To sample or not to sample: Self-triggered control for nonlinear systems

TL;DR

This paper introduces a self-triggered control approach for nonlinear systems that dynamically determines measurement and control update times based on the current state, reducing resource usage compared to traditional periodic control.

Contribution

It develops a novel self-triggered control method for nonlinear systems, specifically for state-dependent homogeneous and polynomial systems, avoiding periodic sampling.

Findings

Applicable to jet engine compressor and rigid body examples

Reduces resource usage compared to periodic control

Ensures stability and performance in nonlinear systems

Abstract

Feedback control laws have been traditionally implemented in a periodic fashion on digital hardware. Although periodicity simplifies the analysis of the mismatch between the control design and its digital implementation, it also leads to conservative usage of resources such as CPU utilization in the case of embedded control.

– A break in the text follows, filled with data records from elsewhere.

Issue #1352, opened 2017-12-01
remove avg mmr, player mmr from match pages


howardchung:
These values will slowly get more and more inaccurate

PR #1354, opened 2017-12-01
Remove Avg. MMR and players' MMR from match page #1352

warchildmd:
#1352 Removed the average match MMR and individual players' MMR from match page.

Removing the MMR leaves the subtitle empty, or ugly (when there are the `randomed` or `predicted` flags), so I replaced it with the competitive rank name. But as the rank is not returned in the /matches API for now, it will show as Unknown.

### DIFF
--- a/src/components/Visualizations/Table/HeroImage.jsx
+++ b/src/components/Visualizations/Table/HeroImage.jsx
@@ -402,4 +402,27 @@ Mmr.propTypes = {
   number: PropTypes.number,
 };
 
+export const CompetitiveRank = ({ rankTier }) => (
+  <span>
+    <section
+      data-hint="Competitive rank"
+      data-hint-position="bottom"
+    >
+      <SocialPerson />
+    </section>
+    {rankTier && rankTier === parseInt(rankTier, 10) ?
+      <span>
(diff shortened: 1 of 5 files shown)


src/components/Visualizations/Table/HeroImage.jsx
```diff
@@ -402,4 +402,27 @@ Mmr.propTypes = {
...
+  <span>
+    <section
+      data-hint="Competitive rank"
+      data-hint-position="bottom"
+    >
+      <SocialPerson />
+    </section>
+    {rankTier && rankTier === parseInt(rankTier, 10) ?
+      <span>
+        {strings[`rank_tier_${parseInt(rankTier / 10, 10)}`]} { (parseInt(rankTier, 10) > 9) && <span>[{parseInt(rankTier % 10, 10)}]</span> }
```
howardchung: We may want to move this logic to a utility function (we also use it for rank distribution, should use the shared function there)

src/components/Visualizations/Table/HeroImage.jsx
```diff
@@ -402,4 +402,27 @@ Mmr.propTypes = {
   number: PropTypes.number,
 };
 
+export const CompetitiveRank = ({ rankTier }) => (
+  <span>
+    <section
+      data-hint="Competitive rank"
```
howardchung: remove this string or move it to lang file?  Not sure what data-hint is used for

warchildmd:
I'm a React newbie, please take a look again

We present a novel technique that abandons the periodicity assumption by using the current state of the plant to decide the next time instant in which the state should be measured, the control law computed, and the actuators updated. This technique, termed self-triggered control, is developed for two classes of nonlinear control systems, namely, state-dependent homogeneous systems and polynomial systems. The wide applicability of the proposed results is illustrated in two well known physical examples: a jet engine compressor and the rigid body.